[Data records]
[Start of section]

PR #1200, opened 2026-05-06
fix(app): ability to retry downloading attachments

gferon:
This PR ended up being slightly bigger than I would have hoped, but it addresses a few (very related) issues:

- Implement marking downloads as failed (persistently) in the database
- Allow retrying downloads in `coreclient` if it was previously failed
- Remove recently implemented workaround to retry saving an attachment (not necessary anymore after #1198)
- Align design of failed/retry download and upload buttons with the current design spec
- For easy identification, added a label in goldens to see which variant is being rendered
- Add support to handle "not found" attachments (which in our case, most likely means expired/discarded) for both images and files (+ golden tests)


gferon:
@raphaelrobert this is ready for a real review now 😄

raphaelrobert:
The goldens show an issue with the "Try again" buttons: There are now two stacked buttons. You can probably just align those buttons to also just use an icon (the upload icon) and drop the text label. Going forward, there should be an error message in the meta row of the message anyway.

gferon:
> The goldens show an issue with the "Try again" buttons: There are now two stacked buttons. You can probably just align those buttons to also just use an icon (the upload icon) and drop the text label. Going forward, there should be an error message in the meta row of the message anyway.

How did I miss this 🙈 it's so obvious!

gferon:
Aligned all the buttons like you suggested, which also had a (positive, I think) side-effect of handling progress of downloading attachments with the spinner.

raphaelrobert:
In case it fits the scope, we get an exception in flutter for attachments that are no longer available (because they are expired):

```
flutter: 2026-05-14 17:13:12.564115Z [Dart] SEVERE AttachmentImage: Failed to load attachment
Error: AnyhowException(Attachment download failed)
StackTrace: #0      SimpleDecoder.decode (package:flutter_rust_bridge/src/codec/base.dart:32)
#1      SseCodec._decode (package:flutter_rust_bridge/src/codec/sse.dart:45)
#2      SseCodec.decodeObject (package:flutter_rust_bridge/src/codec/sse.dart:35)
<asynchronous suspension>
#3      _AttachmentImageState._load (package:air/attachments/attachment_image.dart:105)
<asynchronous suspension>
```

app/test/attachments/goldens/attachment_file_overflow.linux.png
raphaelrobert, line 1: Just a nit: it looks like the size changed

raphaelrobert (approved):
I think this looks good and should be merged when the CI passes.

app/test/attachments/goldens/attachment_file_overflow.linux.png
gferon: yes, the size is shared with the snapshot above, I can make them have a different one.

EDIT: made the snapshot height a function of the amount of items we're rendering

[End of section]
[Start of section]

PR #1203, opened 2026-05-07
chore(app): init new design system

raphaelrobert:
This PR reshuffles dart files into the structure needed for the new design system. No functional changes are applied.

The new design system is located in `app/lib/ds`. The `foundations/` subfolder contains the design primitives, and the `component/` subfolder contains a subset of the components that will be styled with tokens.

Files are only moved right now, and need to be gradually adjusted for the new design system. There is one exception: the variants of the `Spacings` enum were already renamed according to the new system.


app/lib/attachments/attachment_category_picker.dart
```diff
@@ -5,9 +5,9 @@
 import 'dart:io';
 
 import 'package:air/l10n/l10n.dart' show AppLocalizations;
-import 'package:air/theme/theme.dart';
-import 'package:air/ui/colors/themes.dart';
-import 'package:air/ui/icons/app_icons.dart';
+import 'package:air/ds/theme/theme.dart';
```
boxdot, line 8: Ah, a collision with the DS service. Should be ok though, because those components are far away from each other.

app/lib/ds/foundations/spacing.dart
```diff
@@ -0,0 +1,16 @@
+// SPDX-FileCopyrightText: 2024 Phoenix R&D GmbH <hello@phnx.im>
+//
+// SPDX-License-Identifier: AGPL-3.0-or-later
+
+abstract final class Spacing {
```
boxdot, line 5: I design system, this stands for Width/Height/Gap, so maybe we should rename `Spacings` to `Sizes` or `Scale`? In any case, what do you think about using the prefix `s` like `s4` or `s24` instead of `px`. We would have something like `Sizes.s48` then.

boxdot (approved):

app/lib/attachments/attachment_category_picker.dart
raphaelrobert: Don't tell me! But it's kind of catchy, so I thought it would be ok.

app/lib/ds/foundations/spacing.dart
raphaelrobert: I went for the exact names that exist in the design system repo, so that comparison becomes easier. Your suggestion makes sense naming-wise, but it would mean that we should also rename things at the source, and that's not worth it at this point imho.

[End of section]

- WHAT TO WORK ON: Report each line in the data that holds the word "downloads".

- RESULT OF THIS TASK:
- Implement marking downloads as failed (persistently) in the database
- Allow retrying downloads in `coreclient` if it was previously failed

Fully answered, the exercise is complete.